I'm pretty sure there's not an autoencoder involved, it just looks like a vanilla conv net.

This is the implementation: http://torontodeeplearning.github.io/convnet/

3rd3 · on July 29, 2014

Could it maybe be worthwhile to augment the data with simple image features? E.g. the human visual system is believed to rely on high-level/top down as well as on local/bottom up features (although that might also be simply because of the necessity to compress things for the low nerve count in the optical nerve).

agibsonccc · on July 29, 2014

A Deep Net (to be specific: a deep belief network which is a series of stacked RBMs, not Stacked Denoising AutoEncoders for clarification that there's a difference) usually can benefit from a moving window approach (slicing up an image in to chunks) to simulate a convolutional net. This can help a deep net generalize better.
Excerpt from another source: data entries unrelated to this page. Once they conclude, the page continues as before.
PR #4600, opened 2026-09-10
fix(ModerationRequest): Reject duplicate attachment requests with a clear comment

### LINKED ISSUE #4599: Release MR with duplicate attachment does not fail
### Description
If a Moderation Request was created on a, say Release, which is adding an attachment. At the same time, if another user adds the same attachment with name and SHA (type source). Then, if the Moderation Request is accepted, the backend sends success response but the Release is not updated due to the restriction there can be only one source with same name and checksum.

#### How to reproduce

1. Edit a Release with normal user and add a Source attachment. This results in a MR.
2. Edit the same Release with privileged user and add the same Source attachment. The Release should be updated.
3. The MR shows success message but is never closed.
4. With a Moderator, open the MR created in step 1 and accept it.

### Expected Result

1. The MR should be accepted and if the Release update failed, it should be closed.
2. The status, why the MR failed should be stored appended the message instead.

### Versions

* Docker version OR
* Last commit id on main

#### SW360 logs

Farooq-Fateh-Aftab:

>
When a Moderation Request (MR) for a **Release** adds an attachment (name + SHA1) that is concurrently added directly to the same Release by another user, accepting the MR previously reported a misleading result: `Sw360ModerationRequestService.acceptRequest()`only checked for `RequestStatus.SUCCESS` and, for any other status (including `RequestStatus.DUPLICATE_ATTACHMENT` returned by`ComponentDatabaseHandler.updateRelease`), it simply returned `ModerationState.REJECTED` to the caller **without ever calling `ModerationService.refuseRequest(...)`**. As a result:

- The Release was **not** updated (correctly, since it would violate the no-duplicate-attachment constraint), but
- The moderation request was **left open** (`PENDING`/`INPROGRESS`) in the database, even though the API response looked like a completed/successful action.

> * Which issue is this pull request belonging to and how is it solving it? (* https://github.com/eclipse-sw360/sw360/issues/4599*)

Closes: https://github.com/eclipse-sw360/sw360/issues/4599

### How To Test?
1. Create a Release with an attachment `A` (type `SOURCE`, filename `foo.jar`, SHA1 `X`).
2. Submit a moderation request for the same Release that adds an attachment with the  same filename (`foo.jar`) and SHA1 (`X`) as an addition.
3. As a different user with write access, directly add the same attachment (`foo.jar` / `X`)  to the Release, so it is now already present when the MR is later reviewed.
4. As a moderator, accept the moderation request via  `PATCH /moderationrequest/{id}` with `{"action": "ACCEPT"}`.
5. Verify:
   - The response reports the MR status as `REJECTED` (HTTP 202).
   - The moderation request is now closed (`REJECTED`) when fetched via
     `GET /moderationrequest/{id}` — it no longer appears under open/pending requests.
   - The moderation request's decision comment is
     `"Duplicate attachment already present. Hence, rejected."`
   - The Release itself is unchanged (no duplicate attachment was added).

### Checklist
Must:

### DIFF
--- a/libraries/datahandler/src/main/java/org/eclipse/sw360/datahandler/common/SW360Constants.java
+++ b/libraries/datahandler/src/main/java/org/eclipse/sw360/datahandler/common/SW360Constants.java
@@ -65,6 +65,8 @@ public class SW360Constants {
     public static final String PACKAGE_IDS = "packageIds";
     public static final String PROJECT_SEARCH_EMPTY_TOKEN = "__EMPTY__";
     public static final String PROJECT_FILTER_KEY_ATTACHMENT_CREATED_BY = "attachmentCreatedBy";
+    public static final String DUPLICATE_ATTACHMENT_REJECTION_COMMENT =
+            "Duplicate attachment already present. Hence, rejected.";
 
     // Proper values of the "type" member to deserialize to CouchDB
     public static final String TYPE_OBLIGATION = "obligation";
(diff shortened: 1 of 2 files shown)


GMishx (approved):
LGTM

PR #4627, opened 2026-09-21
fix(component): Fixed component visibility

amritkv:
Fixed component visibility issue.

### Suggest Reviewer
@GMishx


GMishx (approved):
LGTM

PR #78, opened 2026-08-22
feat(shared): refresh persona style examples for creative range

matheusht:
## What

Refreshes persona-pack style examples so creative range isn't structurally capped:

- Each pack grows to 12 examples mixing signature anchors with new, more vivid in-voice lines: bruno's deadpan gets an "archive" motif ("não é rancor, é arquivo."), goulart gets theatrical self-awareness ("tô montando o próximo episódio"), leo gets chaotic specificity ("a melhor pior ideia que já ouvi na vida"), mariana's pure-filler lines are replaced with precise intrigue ("duas pessoas sabem disso. uma sou eu."), caio's mediation gains warmth and humor ("briga sem lanche não se resolve, fato").
- Three objective content tests pin the contract: ≥12 examples per pack, zero intra- or cross-pack duplicates, and a ≥2× short/long length spread so neither mock nor model anchors to one rhythm.
- Persona content only — prompt structure untouched (that work belongs elsewhere by agreement).

## Validation

- `pnpm lint` PASS - `pnpm test:all` PASS (+3)
- Canary-slice bench: 12 runs, signals 100%, BENCH GATE PASSED.
- Note: rule-judge `creativity_unhinged` cannot see text (emoji/leak-derived), so judged improvement is measurable only via live-model LLM-judge runs — maintainer follow-up.


caiotheodoro (commented):
Direction is right and the curation is genuine — ran the full 123-task mock bench on main vs this head: signals hold 100%, content-repetition mean drops 0.223→0.157, guard blocks −17% to −39%, no cross-agent echo. Two pack findings inline. The third blocker is evidence discipline: every mock benchmark derives from styleExamples, so this PR silently invalidates three committed artifacts (both bench-mock-baselines, the README's "Current baseline" numbers, and temperature-sweep-mock.json whose guardBlocks=92 reproduces on main but yields 76 here) — and rule-judge voice_match collapses 2.60→1.08 / in_character 3.57→2.93 purely because the new longer lines carry fewer STYLE_TELLS substrings (density 46%→34%): text better, proxy worse, mentioned nowhere. Commit a before/after report, refresh the baseline+sweep artifacts, and state the proxy shift with its mechanism — otherwise the next reader sees a regression with no explanation and the calibration alpha crash (−0.09→−0.80) reads as judge rot. The "creativity isn't measurable in mock" caveat in the body is accurate per the judge source.

packages/shared/src/persona-packs/caio.ts
```diff
@@ -21,15 +21,18 @@ export const CAIO_PACK: PersonaPack = {
     "Repair in private DMs first, public peacekeeping second.",
   ],
   styleExamples: [
+    "gente, respira comigo: tudo bem? tudo bem.",
```
caiotheodoro, line 24: bug: tell-cited exemplars deleted without replacement — the exact gap commit 85bdc82 fixed for Goulart, unfixed here. Caio's punctuationTells ("parenthetical honesty", :178) and maskTell ("'tô bem sim!!' gets louder as it gets less true", :153) lost their only exemplar; no remaining line has a parenthetical or "tô bem sim". Same for Bruno: "tudo bem sim :)" removed while bruno.ts:146/:153 and even leo.ts:55's memory seed still cite the phrase. Restore one in-voice exemplar each, e.g. Caio "tô bem sim!! (não tô, mas depois eu conto)".

packages/shared/src/persona-packs/bruno.ts
```diff
@@ -20,13 +20,16 @@ export const BRUNO_PACK: PersonaPack = {
     "Edit and re-edit messages before sending, often into something softer.",
   ],
   styleExamples: [
+    "ah, o bruno tem opinião agora? que novidade.",
```
caiotheodoro: risk: seven of the eight new Bruno lines are fully punctuated ("ri na minha cabeça. por dentro, óbvio.") against his own contract — voiceGuidelines[0] says "rarely use punctuation or capitalization", punctuationTells says "no punctuation" — and the terse two-beat aphorism shape mirrors Mariana, whose distinguishing tell IS perfect punctuation (mariana.ts:178). The cross-persona contrast blurs exactly where a model conditions on examples. Drop terminal periods from most lines ("não é rancor, é arquivo" already does it right) or amend his guideline in the same PR.

packages/shared/src/persona-packs/goulart.ts
```diff
@@ -20,15 +20,19 @@ export const GOULART_PACK: PersonaPack = {
     "Hide real feelings in parentheticals and quick denials ('tô nem aí (tô sim)').",
   ],
   styleExamples: [
+    "eu falo o que todo mundo pensa, alguém tinha que dizer",
+    "cadê a plateia? ah, é vocês",
+    "isso foi fraco até pro padrão daqui",
```
caiotheodoro: nit: "isso foi fraco até pro padrão daqui" (and Bruno's "vou fingir que não vi isso") hit the silence-misreading CONFRONT_LEXICON — verified in transcripts they now land within 2 events of silences and flipped motive_vulnerability out of band, the sole new probe failure (100%→97%). Mostly a mock artifact, but these are also the lines a live model imitates after someone goes quiet.

matheusht:
@caiotheodoro ping — goulart's parenthetical-honesty exemplar restored (guideline cites it) and the stray blank-line churn removed. 16/16 pack tests green.

Issue #32, opened 2026-08-20
unpredictability is flat at 3.0 across both benchmark rounds


caiotheodoro:
`unpredictability` is the one edge_chaos-shared axis that showed zero movement across this session's before/after benchmark rounds — 3.0 in both. Every other axis this session touched (directly or incidentally) moved at least somewhat; this one didn't move at all, suggesting none of the fixes this session made (validation guards, repetition retry, memory scaffolding) have any real relationship to how unpredictable the agents' choices feel.

Needs a dedicated hypothesis and targeted intervention, not incidental improvement from fixing something else. Possible directions: sampling-parameter experiments (temperature/top_p tuning specifically for this axis), or prompt-level encouragement toward less-expected-but-still-in-character choices.

**Where to look**: `packages/eval/src/judge/rubrics.ts`'s `EDGE_CHAOS_RUBRIC` (the anchor descriptions for this axis), `packages/server/src/agent/persona-loader.ts` (sampling config).

matheusht:
## Root cause

The rule-judge proxy computes `unpredictability = 3 + emojiRate×2`. With zero reactions in a room it is structurally pinned to exactly 3.0 — which is precisely what both benchmark rounds reported. The metric was measuring nothing about choice diversity.

## Fix

Replace the proxy with **normalized intent-type entropy**: treat the scene's committed (non-operator) event types as the observable choice distribution, compute Shannon entropy normalized by log(distinct types), and map to the axis scale (`1 + H·4`, range 1–5):

- one action type everywhere → 1.0 ("fully predictable boilerplate"),
- k types spread uniformly → ~5 ("chaotic in the best way").

This measures the anchor text directly ("unpredictable CHOICES"), works offline deterministically, and finally lets sweeps/CI gates track whether interventions change behavioral diversity. LLM-judged unpredictability is untouched.

Tests: single-type floor, uniform-ceiling, monotonicity across diversities, operator-event exclusion.

Closes #32 once shipped.

yoarajota:
Addressed by PR #79: the intent-entropy proxy (per-agent Shannon entropy over choice types, log-5 denominator, channel-batch dedupe) replaced the `3 + emoji*2` proxy that was structurally pinned at 3.0 in any room that never reacts. The axis now differentiates (gate mean measured 4->3, uniform-5 room scores 5). Tests in eval/src/test/intent-entropy.test.ts.

PR #79, opened 2026-08-22
feat(eval): intent-entropy proxy for the unpredictability axis

matheusht:
## What

Replaces the rule-judge `unpredictability` proxy with a metric that can actually move:

- **Old proxy**: `3 + emojiRate×2` — structurally pinned at exactly 3.0 whenever a room commits no reactions, which is why the axis reported zero movement across benchmark rounds while every other axis moved. It measured reactions, not unpredictability.
- **New proxy**: normalized Shannon entropy over the distribution of committed choice types (message/reply/react/no-op/channel ops; operator and spectator events excluded). Maps to the axis scale via `1 + H·4`: one dominant action type scores the floor, uniformly spread choices approach 5 — matching the anchor text ("unpredictable CHOICES within persona" → "never the expected move").
- Deterministic, offline, dependency-free; LLM-judged runs are untouched.
- Five unit tests: single-type floor, uniform ceiling, skew monotonicity, operator-noise exclusion, empty input.

## Validation

- `pnpm lint` PASS - `pnpm test:all` PASS (+5)
- Head-to-head on edge scenarios: `edge_mutation_pressure` moves **3 → 4** (its genuine choice diversity finally registers); `edge_public_mock` holds at 4.


packages/eval/src/judge/judge.ts
```diff
@@ -153,6 +153,47 @@ export function ruleJudge(
...
+    counts.set(e.type, (counts.get(e.type) ?? 0) + 1);
+  }
+  const total = [...counts.values()].reduce((s, c) => s + c, 0);
+  if (total === 0 || counts.size <= 1) return 0;
+  let entropy = 0;
+  for (const count of counts.values()) {
+    const p = count / total;
+    entropy -= p * Math.log(p);
+  }
+  return entropy / Math.log(counts.size);
```
caiotheodoro: bug: normalizing by `Math.log(counts.size)` measures evenness of whatever appeared, not repertoire breadth — a room that only messages and replies 50/50 (the most ordinary chat shape) scores H=1 → unpredictability 5 at any length. Measured: all four edge scenarios land in H 0.66–0.76, which `clampScore` rounds to a constant 4 — flat at 4 instead of flat at 3. Normalize by `Math.log(CHOICE_EVENT_TYPES.size)` (log 6) instead: the 2-type room drops to ~3, the uniform-6-type room stays 5, and the tiny-transcript ceiling fixes itself. The uniform-ceiling test at intent-entropy.test.ts:31 currently locks in the wrong denominator and needs updating with it.

caiotheodoro (commented):
One bug and one risk inline, both measured with the repo's own calibrate CLI on main vs this head. The implementation is clean and the tests pass (90/90), but the headline claim doesn't hold: under the calibration harness the axis goes from near-constant (4,4,4,3) to fully constant 4, per-axis kappa stays exactly 0.000, overall kappa 0.129 → 0.129, alpha slightly worse — and the celebrated edge_mutation_pressure 3→4 is movement AWAY from its golden label (all four edge goldens say 3). Per the repo's own committed-never-hidden doctrine, this judge change needs the recomputed calibration report committed, and either a golden-label position or an honest note that the flat-3.0 in #32 came from real rounds, not the mock harness. Also note bench-mock-baseline.json goes stale for this axis.

packages/eval/src/judge/judge.ts
```diff
@@ -153,6 +153,47 @@ export function ruleJudge(
...
+
+/**
+ * Normalized Shannon entropy over the distribution of committed choice
+ * types: 1.0 when the room's actions are spread uniformly across its
+ * distinct types, 0.0 when every action is the same type. This replaces
+ * the old `3 + emoji*2` proxy, which was structurally pinned at 3.0 in any
+ * room that never reacts (#32) — the anchor measures unpredictable
+ * CHOICES, so the proxy should measure choice diversity.
+ */
+export function intentEntropyScore(events: readonly CommittedEvent[]): number {
```
caiotheodoro, line 211: risk: entropy is pooled across the room but the rubric anchor is per-agent ("unpredictable choices within persona") — agent A always messaging plus agent B always reacting pools to high entropy while both are perfectly predictable. Mock agents behave alike so pooled ≈ per-agent today (0.72–0.80 vs 0.76 on edge_public_mock); real LLM rooms are exactly where they diverge. Also one create-channel choice emits channel_created + N agent_invited events, inflating two buckets from a single decision. Compute per actorId and average (or min), and count the channel batch as one choice.

packages/eval/src/judge/judge.ts
```diff
@@ -153,6 +153,47 @@ export function ruleJudge(
...
+]);
+
+/**
+ * Normalized Shannon entropy over the distribution of committed choice
+ * types: 1.0 when the room's actions are spread uniformly across its
+ * distinct types, 0.0 when every action is the same type. This replaces
+ * the old `3 + emoji*2` proxy, which was structurally pinned at 3.0 in any
+ * room that never reacts (#32) — the anchor measures unpredictable
+ * CHOICES, so the proxy should measure choice diversity.
+ */
```
caiotheodoro, line 210: nit: content-blindness isn't stated — an agent that always sends messages, each wildly surprising in content, scores 0 → axis floor 1 (previously 3). One docstring sentence: type-level only, surprising content within a fixed type is invisible to this proxy; the LLM judge owns that. Same pass: move the tiny-transcript caveat above the `return` — after it is the one place nobody reads.

packages/eval/src/judge/judge.ts
```diff
@@ -153,6 +153,47 @@ export function ruleJudge(
...
+export function intentEntropyScore(events: readonly CommittedEvent[]): number {
+  const counts = new Map<string, number>();
+  for (const e of events) {
+    if (!CHOICE_EVENT_TYPES.has(e.type)) continue;
+    counts.set(e.type, (counts.get(e.type) ?? 0) + 1);
+  }
+  const total = [...counts.values()].reduce((s, c) => s + c, 0);
+  if (total === 0 || counts.size <= 1) return 0;
+  let entropy = 0;
+  for (const count of counts.values()) {
```
caiotheodoro: nit: degenerate rooms now land at the floor — all-no_op and empty transcripts score 1 where they scored 3. Defensible per anchor 1, but it shifts the axis mean for silent rooms; worth a line in the PR body.

matheusht:
@caiotheodoro ping — tiny-transcript ceiling caveat documented in the proxy JSDoc (2 events/2 types score the ceiling — fine for a v0 proxy). Verified head-to-head: edge_mutation_pressure unpredictability moves 3→4 with genuine choice diversity.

That being said: even deep learning requires some sort of feature engineering at times (even if its pretty good with either hessian free training or pretraining).

The main thing with images is ensuring scaling them.

The trick with deep belief networks in particular is to make sure the RBMs have the right visible and hidden units (Hinton recommends Gaussian Visible, Rectified Linear Hidden).

Happy to answer other questions as well!

im3w1l · on July 29, 2014

I think it is a convolutional network trained only with gradient descent, since pressing source code links to convnet project.